La determinación tomada por la Sala de Revisión de la Justicia Especial para la Paz de suspender la extradición de Santrich constituye un grosero desafío en nuestros tiempos. No parece concebible que en pleno siglo 21 los jueces terminen dictándose sus propias normas y tomando decisiones con base en los protocolos y códigos de procedimiento hechos a su medida.

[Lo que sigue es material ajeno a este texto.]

PR #1488, opened 2018-06-07
Add support for host organisms with no genes

jseager7:
(Implements #1403)

This makes the following key changes to the genotype management page:

* Organisms with no specified genes now can be selected in the organism drop-down menus.

* `genotype_gene_list.html` now shows a message, instead of showing the gene list, when the selected organism has no genes.

* Genes are now retrieved from the organism, rather than the other way round.
  * Redundant processing related to genes has been removed.

- - -

@kimrutherford might need to fix a bug related to Firefox where the gene list isn't being displayed before this can be merged.

### DIFF
--- a/root/static/css/style.css
+++ b/root/static/css/style.css
@@ -1456,3 +1456,7 @@ a:not([href]) {
   margin: 6px;
   margin-bottom: 12px;
 }
+
+.curs-genotype-no-gene-notice {
+  margin-top: 10px;
+}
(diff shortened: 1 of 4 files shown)


kimrutherford:
> @kimrutherford might need to fix a bug related to Firefox where the gene list isn't being displayed
> before this can be merged.

After a annoying hour of trying to work this out, it seems the Firefox was using a cached copy of genotype_gene_list.html, but only sometimes.  It's very odd.  Clearing the cache or running the test Canto on a different port fixed the problem.

So it's all OK.  Thanks for the work.  I'll merge the changes and deploy it on the PomBase test Canto for a bit of final testing.

kimrutherford:
I noticed a small bug in non-PHI mode.  Clicking the "Deletion" button to add a deletion allele was failing.

Fixed in: ccca998de7b452390b6269fff2a6df4131fc573e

En busca de respuestas y, creyendo estar equivocado, inmediatamente se conoció que un puñado de estos magistrados había tomado semejante determinación, recurrí al texto del acto legislativo que creó la JEP, me remití a la ley estatutaria que regirá la materia e incluso me contacté con los ponentes de ambas cosas y del actual código de procedimiento que apenas se está discutiendo en el parlamento para que me aclararan, como ciudadano, la situación.

Por ningún lado encontré la facultad para los magistrados de la JEP de darse sus propios códigos y, antes bien, supe que cuando algunos magistrados intentaron incluir la posibilidad de dictarse sus protocolos, el Congreso expresamente eliminó este artículo por lo inconveniente que resultaría.

Por eso –¡y por fortuna!– no pasaron muchas horas sin que la institucionalidad que todavía nos queda, reaccionara. Lo hizo el fiscal, lo hicieron los ministros del interior y de justicia, lo hizo el propio director de la Unidad de Investigación de la JEP y lo hará el procurador general, sin duda.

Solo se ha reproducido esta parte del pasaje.